Wednesday, May 14, 2014

Scenes from the last few days

When I stole candy from my daughter

Mother's Day with a great-grandmother!

I don't think this actually needs words

We're not good at selfies

With a squirrel

The dogs attack the cousins

Tuesday, May 13, 2014

Random, in list form

1. Mother's Day was wonderful and very busy. We went to Sunday School and church, visited my parents, had lunch, went to Brett's baseball game and then went to my in-law's for dinner. The kids got to bed late and we were all a little tired this morning. Our full schedule is also why I missed my post yesterday. Forgive me?

2. We are at a painful point of trying to decide if we're going to put money into our "old" van or get a new (to us) car. The whole process makes me hate money and cars very much.

3. This is breaking my heart every. single. day. I can't really say much more, as she is sharing it more eloquently than I every could. Please pray for this family and for Ben.

4. I had a rather rough day today for stupid reasons. It took me until I was making dinner to get it together. It was definitely the kind of day that I needed to remember that I have much to be thankful for and should probably not be miserable.

5. My kids are so ready for summer. I just forced them to come inside and you'd think I asked them to electrocute themselves. Believe me, I want school to be over just as much as they do, but I was just about at the end of my rope during this particular exchange. Oh, kids....

6. Our schedule this week is maddening. There are meetings and games and classes filling every evening. I'm tired just thinking about it.

7. It's finally warm here. (Sorry Colorado! Seriously, snow?) I have announced to my family that NO ONE is allowed to complain about the heat (although it hasn't stopped them), as every single one complained about the cold and snow. You can't complain about it all. (I reserve all rights to complain about the heat, as I never once complain in winter.)

What's new with you?

Saturday, May 10, 2014

Mother's Day

So, it's not actually Mother's Day...but it's coming. There's often a lot of scrambling to make sure the mothers and mothers-in-law are happy. I've read a couple of blog posts about Mother's Day (here and here), which help to process expectations and the like. Sometimes it's hard to balance between wanting things for me and wanting things for others. David did ask me what I want and I said that I'd just like to have a nice weekend. Maybe we'll head to the gluten free bakery if we can fit it in around baseball games. We'll definitely have dinner with his parents and find time to visit with mine. But, I think I'd really like to just spend some time with my kids. I'd like them to know how loved they are. To that end, here are some short letters that I'd like to share with them...and I guess you.

Dear Oldest Daughter,
Oh my goodness, I can't believe I have a young girl approaching her mid-teens.
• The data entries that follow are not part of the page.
PR #695, opened 2021-02-02
fix(node): Enable native node tests

Soremwar:


Soremwar:
This will implement https://github.com/Soremwar/deno_node_tests

This is gonna be a big refactor, many tests won't be enabled as of now due to possible incompatibilities between the node lib and /std/node but luckily I designed the test script to be very configurable allowing to us to choose what tests to bring in

ry:
Sorry I'm a bit confused about the purpose of this. Can you explain more what you had in mind?

Soremwar:
This should allow us to test std/node with the actual test suite the node folks use in their repo. This should help catch any implementation bugs or lack of features that the current library might have (I know for a fact this kind of inconsistencies are present in the Buffer implementation)

node/module_test.ts
```diff
@@ -15,7 +15,7 @@ const require = createRequire(import.meta.url);
 
 Deno.test("requireSuccess", function () {
   // Relative to import.meta.url
-  const result = require("./tests/cjs/cjs_a.js");
+  const result = require("./_module/cjs/cjs_a.js");
```
caspervonb, line 18: Name this testdata instead for consistency?

Soremwar: I named it that way since that folder contains the tests for `module.ts`, so I think it's more consistent this way (`stream` has `_stream`, `crypto` has `_crypto`, etc)

Soremwar:
I'm done for the night, I need to actually find some tests we can enable to start using this but it should be good to go for review

Soremwar:
BTW How should we handle the node license here? I can append the MIT license to the top of each file but IDK if that's enough

ry:
Regarding license, you do not need to include the full text of the license at the top of each file, just a single line 
```
// Copyright Joyent and Node contributors. All rights reserved. MIT license.
```

Soremwar:
Test suite functional and configurable, well documented and with the proper copyright headers.

Big plus, I just set up the first test and catched the first implementation inconsistency (a static method inside EventEmitter)

This is ready for review

.github/workflows/ci.yml
```diff
@@ -42,6 +42,12 @@ jobs:
       - name: Test
         run: deno test --unstable --allow-all
 
+      - name: Generate Node tests
```
caspervonb, line 45: Do this ahead of time and commit the results.
We shouldn't be adding module specific tests to the CI.

.github/workflows/ci.yml
```diff
@@ -42,6 +42,12 @@ jobs:
...
+        run: deno run --allow-all node/testdata/setup.ts
+
+      - name: Test Node
+        run: deno run --allow-run --allow-read node/testdata/runner.ts
```
caspervonb, line 49: This could just be run as `node/test.ts` no?

node/testdata/runner.ts
```diff
@@ -0,0 +1,39 @@
...
+ * Usage: `deno run --allow-run --allow-read runner.ts`
+ */
+
+const dir = walk(fromFileUrl(new URL(config.suitesFolder, import.meta.url)), {
+  includeDirs: false,
+  match: testList,
+});
+
+for await (const file of dir) {
+  const process = Deno.run({
```
caspervonb, line 20:
```suggestion
  Deno.test(file, async function() {
    const process = Deno.run({
```

node/testdata/runner.ts
```diff
@@ -0,0 +1,39 @@
...
+      "run",
+      "-A",
+      "--unstable",
+      "require.ts",
+      file.path,
+    ],
+  });
+
+  const { code } = await process.status();
+
```
caspervonb, line 33: Just assert that code == 0 and let our test runner act as a test runner.

caspervonb (changes requested):
Would prefer if this was more like regular tests and didn't require special steps to test.
WASI does this too with upstream tests but re-uses Deno.test.

.github/workflows/ci.yml
Soremwar: I don't do this for a simple reason, I don't want reviewers to be checking node test files every time one is enabled.

This also ensures that the final result will be in fact a Node test and not some modified version of one (that's the whole reason why there is an ignore system in those cases)

node/README.md
```diff
@@ -85,6 +85,21 @@ const leftPad = require("left-pad");
...
+This library contains automated tests pulled directly from the Node repo in
+order ensure compatibility.
+
+Setting up the test runner is as simple as running the `node/testdata/setup.ts`
+file, this will pull the configured tests in and then add them to the test
+workflow.
+
+To enable new tests, simply add a new entry inside `node/testdata/config.json`
+under the `tests` property. The structure this entries must have has to resemble
+a path inside `https://github.com/nodejs/node/tree/master/test`.
```
ry, line 99: Have you considered including a git submodule? Is it too big?

Soremwar: A git submodule could suffice, but it makes it harder to patch some files that are needed for this to work, namely `common/index.js`.

That file is used in pretty much every single file, however it uses things like child_process that are not needed in most cases, so instead I just patch it and all the tests that are enabled continue to use it without any trouble

Not to mention this is more user friendly than submodules :)

kt3k: How about mocking `common/index.js` by injecting a fake module into `require.cache`, using a technique described [here](https://glebbahmutov.com/blog/put-mock-data-into-node-require-cache/)?

node/testdata/test.ts
```diff
@@ -0,0 +1,40 @@
...
+ */
+
+const dir = walk(fromFileUrl(new URL(config.suitesFolder, import.meta.url)), {
+  includeDirs: false,
+  match: testList,
+});
+
+for await (const file of dir) {
+  Deno.test({
+    name: `Node test runner: ${basename(file.path)}`,
```
caspervonb, line 20: Last nit; maybe just let this be the whole path, or at-least the relative path from the node dir so that it's obvious (once we have a lot of tests) which test suite it belongs to.

Soremwar: Done

node/README.md
Soremwar: That might be more complicated than the current solution though @kt3k

node/testdata/setup.ts
```diff
@@ -0,0 +1,177 @@
...
+      truncate: true,
+      write: true,
+    });
+    // This will allow CI to pass without checking linting and formatting
+    // on the test suite files, removing the need to mantain that as well
+    await Deno.writeAll(
+      file,
+      new TextEncoder().encode(
+        "// deno-fmt-ignore-file\n// deno-lint-ignore-file\n" +
+          "\n// Copyright Joyent and Node contributors. All rights reserved. MIT license.\n\n",
```
kt3k, line 140: @Soremwar How about adding version numbers of Node.js around these lines to prevent the confusion about versions? like:

```js
// Copied from Node.js v15.5.1
```

I also think it would be good to add note that it's a generated file.

```js
// This files is automatically generated by ./node/testdata/setup.ts. Do not modify this file manually.
```

kt3k:
Tested locally. I was able to add test cases by adding items in config.json and running `setup.ts` 👍 

`setup.ts` looks good to me. It requires the internet access, but that's only in the contributors' machine who want to change the node compatibility test. It doesn't affect CI and other contributors. `setup.ts` is also good in the sense it uses the fixed version of node.js and clear all the previously downloaded cases. So the result is deterministic and idempotent. I think there will be less (or no) confusions about updating these test cases.

BTW the directory name for these tools look a bit strange to me. I think we usually use `testdata` for just data for testing (like fixtures). Because `setup.ts` is the entrypoint for the developers, how about naming like `/node/tools/setup.ts`?

ry:
I also tested it locally and it works. I'm in favor of this change. Nice work @Soremwar! 

> BTW the directory name for these tools look a bit strange to me. I think we usually use testdata for just data for testing (like fixtures). Because setup.ts is the entrypoint for the developers, how about naming like /node/tools/setup.ts? 

This also stood out to me. Non-fixture stuff should not be in testdata.

node/testdata/setup.ts
Soremwar: I like this. Just added it

Soremwar:
`node/tools` sounds good to me, just updated the test folder

lucacasonato:
Maybe node/_tools because it is internal?

Soremwar:
`_tools` it is

kt3k (approved):
LGTM

caspervonb (approved):
LGTM 😁

kt3k:
@Soremwar Thank you for your contribution! Merging.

You are such a beautiful girl, inside and out. You leave me in awe with your kindness and tenderness toward the little kids you encounter and I'm always so proud when I hear how polite and respectful you are to adults. I know how hard you work in school and hope you know that I recognize it. I know that studying doesn't come easy to you and yet you keep going back - that's a sign of great character!
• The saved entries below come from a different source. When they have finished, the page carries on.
PR #698, opened 2021-02-03
 refactor(md5): throw `TypeError` for wrong type

hong4rc:
Use [TypeError](https://developer.mozilla.org/en-US/docs/Web/JavaScript/Reference/Global_Objects/TypeError) is a good option for `a value is not of the expected type`


ry (approved):
Thanks

nayeemrmn:
I don't see why we have runtime type checking here at all, though.

PR #701, opened 2021-02-03
test(node): Prevent fixture from being run as a test

caspervonb:
The process exit test fixture is being run as a test, it uses console.log which adds to the noise produced by running deno test.

This moves it into testdata folder and drops the test suffix so that it doesn't run as a test.


caspervonb:
Just for clarity, it removes this noise.

Screenshot 2021-02-03 at 9 33 14 PM

ry (approved):
LGTM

I hope you know, too, that all of the emotions get easier. I can't promise that life will get easier (in fact, I can promise it won't!), but you'll find your way through it despite the awkwardness you feel now. You'll find the group of friends that can lift you up and love you through; friends that mix in with your siblings and love you more than you thought possible. Please remember - don't compare yourselves to anyone else. No one else is you...and no one can do your life just like you can.
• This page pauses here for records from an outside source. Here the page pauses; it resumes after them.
Issue #659, opened 2020-06-16
Uncaught BrokenPipe: Broken pipe (os error 32)  


ITS-NIGHTOWL:
After running my ws client for 11 hours, I got this error (for the first time):
```
error: Uncaught BrokenPipe: Broken pipe (os error 32)   
    at unwrapResponse ($deno$/ops/dispatch_minimal.ts:63:11)
    at Object.sendAsyncMinimal ($deno$/ops/dispatch_minimal.ts:106:10)
    at async Object.write ($deno$/ops/io.ts:65:18)
    at async BufWriter.flush (https://deno.land/std@0.54.0/io/bufio.ts:479:25)
    at async writeFrame (https://deno.land/std@0.54.0/ws/mod.ts:144:3)
```
Any reasons as to why?

lideming:
@timonson 
> at async ServerRequest.respond (server.ts:84:7)

Do you use other library or call `ServerRequest.respond` directly? The caller have to catch and handle the error.

timonson:
Hi @lideming , thanks for coming back to this issue!

I call `ServerRequest.respond` directly. In fact, I just tried to reproduce this error with the following code and I was able to do it several times:

```typescript
import { serve } from "https://deno.land/std@0.86.0/http/server.ts";
const server = serve({ port: 8080 });
console.log("http://localhost:8080/");
for await (const req of server) {
  req.respond({ body: await Deno.readFile("./cat.jpeg") });
}
```

> error: Uncaught (in promise) BrokenPipe: Broken pipe (os error 32)
      throw new ErrorClass(res.err.message);
            ^
    at unwrapResponse (deno:runtime/js/10_dispatch_minimal.js:60:13)
    at sendAsync (deno:runtime/js/10_dispatch_minimal.js:99:12)
    at async write (deno:runtime/js/12_io.js:118:20)
    at async BufWriter.write (bufio.ts:499:29)
    at async writeResponse (_io.ts:273:15)
    at async ServerRequest.respond (server.ts:89:7)

The second most annoying thing is that even if I tried to catch the error, it would not work and the server breaks.

The most annoying thing is that it is not deterministically reproducible. 

But here is what has worked for me:

1. Open three different browsers (switching between browsers seems to be the key factor).
2. Refresh the browsers in no specific order.
3. Don't give up if it doesn't break immediately.

Please let me know if you are able to reproduce it. Otherwise I could make a video showing what is happening. But there is not really more magic to it than what I already explained.

[...]

PR #703, opened 2021-02-03
feat(std/http): add HTTP server "error" event

lideming:
This PR allows the user to handle/log the error from the listener and the request reader.
(Moved from denoland/deno#8554)

Before:
The HTTP server rethrows the error from the listener if the error type is unknown, and causes an uncaught error. Also, it ignores all errors while reading requests.

After:
The `Server` class is now inherited from `EventTarget`. It will pass the error to the `error` event. The user can handle it after adding an event listener to the server. By default, the server keeps running after encountering an error.

Related issue: denoland/deno#8499 (not closing it because I don't know where did the ENOTCONN come from)

Usage:
```ts
const server = serve({ port: 8000 });
server.addEventListener('error', (evt) => {
  if (evt.origin == "request") {
    console.warn("Error reading request", evt.connection, evt.error);
    // The server will send "400 Bad Request" and close the connection
    // unless `evt.preventDefault()` is called.
  } else if (evt.origin == "listener") {
    console.warn("Error accepting connection", evt.error);
    // The server will continue to accept connections
    // unless `evt.preventDefault()` is called.
  }
})
  req.respond({ body: "Hello World\n" });
}
```

This PR also make `file_server` print errors from the http server.

Something to discuss:
1. Is it okay to have `Server extends EventTarget` to implement events? Should we implement it in another way? While I am guessing it will hardly break something, should it be considered a BREAKING change?
2. `server.addEventListener("error", (evt) => { ... })` then check `evt.origin == "request"`, or just `server.addEventListener("request-error", ...)`?

### DIFF
--- a/http/file_server.ts
+++ b/http/file_server.ts
@@ -9,10 +9,11 @@
 import { extname, posix } from "../path/mod.ts";
 import {
   HTTPSOptions,
-  listenAndServe,
-  listenAndServeTLS,
+  serve,
+  Server,
   Response,
   ServerRequest,
+  serveTLS,
 } from "./server.ts";
 import { parse } from "../flags/mod.ts";
 import { assert } from "../_util/assert.ts";
@@ -374,6 +375,16 @@ function normalizeURL(url: string): string {
     : normalizedUrl;
 }
 
+function addrToString(addr: Deno.Addr) {
+  assert(addr.transport == "tcp");
+  if (addr.hostname.indexOf(":") >= 0 && addr.hostname[0] != "[") {
+    // Print "[ip]:port" for IPv6 addresses.
+    return `[${addr.hostname}]:${addr.port}`;
+  } else {
+    return `${addr.hostname}:${addr.port}`;
+  }
+}
+
 function main(): void {
   const CORSEnabled = serverArgs.cors ? true : false;
   const port = serverArgs.port ?? serverArgs.p ?? 4507;
@@ -450,15 +461,36 @@ function main(): void {
     }
   };
 
+  let server: Server;
   let proto = "http";
   if (tlsOpts.keyFile || tlsOpts.certFile) {
     proto += "s";
     tlsOpts.hostname = host;
     tlsOpts.port = port;
-    listenAndServeTLS(tlsOpts, handler);
+    server = serveTLS(tlsOpts);
   } else {
-    listenAndServe(addr, handler);
+    server = serve(addr);
   }
+
+  server.addEventListener("error", (evt) => {
+    if (evt.origin == "request") {
+      console.error(
+        `Error occurred while reading the request from ${
+          addrToString(evt.connection!.remoteAddr)
+        }:`,
+        evt.error,
+      );
+    } else {
+      console.error(evt.error);
+    }
+  });
+
+  (async () => {
+    for await (const req of server) {
+      handler(req);
+    }
+  })();
+
   console.log(`${proto.toUpperCase()} server listening on ${proto}://${addr}/`);
 }
 
--- a/http/file_server.ts
+++ b/http/file_server.ts
@@ -9,9 +9,9 @@
 import { extname, posix } from "../path/mod.ts";
 import {
   HTTPSOptions,
+  Response,
   serve,
   Server,
-  Response,
   ServerRequest,
   serveTLS,
 } from "./server.ts";
--- a/http/server.ts
+++ b/http/server.ts
@@ -117,11 +117,57 @@ export class ServerRequest {
   }
 }
 
-export class Server implements AsyncIterable<ServerRequest> {
+export type ServerErrorEventListenerOrEventListenerObject =
+  | ServerErrorListener
+  | ServerErrorListenerObject;
+
+export interface ServerErrorListener {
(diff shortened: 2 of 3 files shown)


timonson:
Hi @lideming would you mind telling me if this PR would fix this [issue](https://github.com/denoland/deno_std/issues/659)?

lideming:
@timonson this PR catches errors from the listener and request reader, but not from `ServerRequest.respond`.

bartlomieju:
@cmorten do you have an opinion on this PR?

cmorten:
It's a curious one - certainly we should look to re-invest future efforts in the new "native" abstraction over the old JS Server implementation.

There is no precedent for error eventing (nor error callback or sim. etc.) in the golang std lib from which the RFC / new impl. was inspired - it instead opts for an `ErrorLog` logger.

```golang
// ErrorLog specifies an optional logger for errors accepting
// connections, unexpected behavior from handlers, and
// underlying FileSystem errors.
// If nil, logging is done via the log package's standard logger.
ErrorLog *log.Logger
```

REFs:
- https://pkg.go.dev/net/http#Server
- https://github.com/golang/go/blob/master/src/net/http/server.go#L3165

Looking to JS frameworks, there is prior art in Oak (REF: https://github.com/oakserver/oak) for successful incorporation of eventing into the server (application), indeed it extends `EventTarget`, just as this PR suggests, supporting the likes of `listen`, `error`, and `abort` events.

Equally, the likes of Express (REF: https://github.com/expressjs/express) also support events via the Node `events` built-in `EventEmitter` (though has limited use), and Node's `net.Server` also extends `EventEmitter` with a plethera of events such as `listening` and `error`.

Because we have adopted the golang style in most cases to gracefully handle the majority of errors (closing connections as required etc.), there is little to nothing that a consumer can "hook" into if they do want act upon some exception. Though I suspect the majority of error handling can be done in the consumer's `handler` itself, I could foresee them wanting to know when say accepting a connection has failed for one reason or another etc. - things like APM / instrumentation come to mind, and certainly if there have been a cascade of tls handshake issues it would be good to allow the consumer to gets eyes on that if they desire for debug.

Using the Web `EventTarget` makes sense (over say Node's rolled `EventEmitter`) in the aim to utilise where can Web APIs (certainly should one wish to mirror https://stackblitz.com/ for Deno, I'd hope the usage of Web APIs would make the effort somewhat less than with Node!). An obvious alternative would be to provide an `onError` like handler to the server on instantiation, but I feel eventing is far superior in this instance with the flexibility to add and remove listeners as the server is running.

R.E.

> server.addEventListener("error", (evt) => { ... }) then check evt.origin == "request", or just server.addEventListener("request-error", ...)?

One benefit of an `EventTarget` is the use of event namespacing to be declarative in style when events are broadcasted to listeners - I would suggest we look to avoid overloading a single event namespace where there is a clear distinction as it is generally more scalable to have multiple well scope listeners over a single listener with a large switch statement. We should utilise the fact that `EventTarget` can save consumers on branching logic. That said, we needn't over-segment unnecessarily - for guidance I believe Node's `http.Server` has only two forms of "error" event: `error` and `clientError`.

REFs:
- https://nodejs.org/api/net.html#net_event_error
- https://nodejs.org/api/http.html#http_event_clienterror

A server's behaviour is generally divided into (1) listening/accepting connections, and (2) HTTP over said connections, so in agreement with this PR, perhaps we could consider `connError` and `requestError` (or sim. nomenclature) and divide errors between those events.

One thing would be good to ensure is that with the greater machinary involved (`EventTarget` or sim. + firing errors) that we don't degrade/regress the golden-path performance of the server too much. Certainly errors will be slower, but exceptions always are - finding / keeping the balance between developer experience / tooling and perf _feels_ like an important factor in this part of the std lib. Despite discarding it earlier, simply introducing a callback handler (which I guess is similar in feel to golang's `ErrorLogger`, only not _specifically_ a logger) would potentially be lighter touch and have less of a performance impact? Only PoC + benchmarking could tell 😄

bartlomieju:
@cmorten thanks for in-depth write up. Especially the last paragraph about performance impact is standing out; that said I want to know what @kitsonk thinks about it. If `oak` successfully uses standard DOM event listeners maybe it might be worth exploring providing that functionality in `std/http`? 

Additionally I believe it would nicely integrate with Deploy.

cmorten:
> @cmorten thanks for in-depth write up. Especially the last paragraph about performance impact is standing out; that said I want to know what @kitsonk thinks about it. If `oak` successfully uses standard DOM event listeners maybe it might be worth exploring providing that functionality in `std/http`?

I suspect even with a perf hit it is worth doing - W.r.t Oak, I’d feel like we’d have got std/http right when the low level of something like oak could just be swapped out for the std lib, framework authors can then spend their time adding value at higher levels over dealing with the nitty gritty around the Deno APIs. Indeed there is already quite some overlap between the std/http server and Oak (especially as used as inspiration, and latter contributed the close logic back!). Be great to hear @kitsonk’s thoughts.

> Additionally I believe it would nicely integrate with Deploy.

Agreed, now there is support (REF: https://deno.com/blog/deploy-beta2#deno.listen-and-deno.servehttp) it would be great to keep deploy in mind 😄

Right now, I encourage you to keep praying and keep loving. Like we learn at church, Love God, Love Your Neighbor...Nothing Else Matters.

I love you, my little girl!


Dear Younger Daughter,
Here you are, "Bun Bun The Middle One." You never fail to make me laugh; a girl who knows exactly what I will find funny. You love to play games and snuggle and just spend time with me. I can't tell you how happy that makes me! You also try hard to keep the peace and balance between you and your siblings - such the peacemaker. Your fun and sparking personality is always a joy to be around.

I know that you like to rise to challenges and I hope that you'll always work for what you want. A job well-done is always worth the work! It's fun to watch you practice to improve the on the softball field and get so excited when you have a great report card to show. Just remember, when you fail to meet the bar you set...don't give up! You have an inner strength that you can rely on.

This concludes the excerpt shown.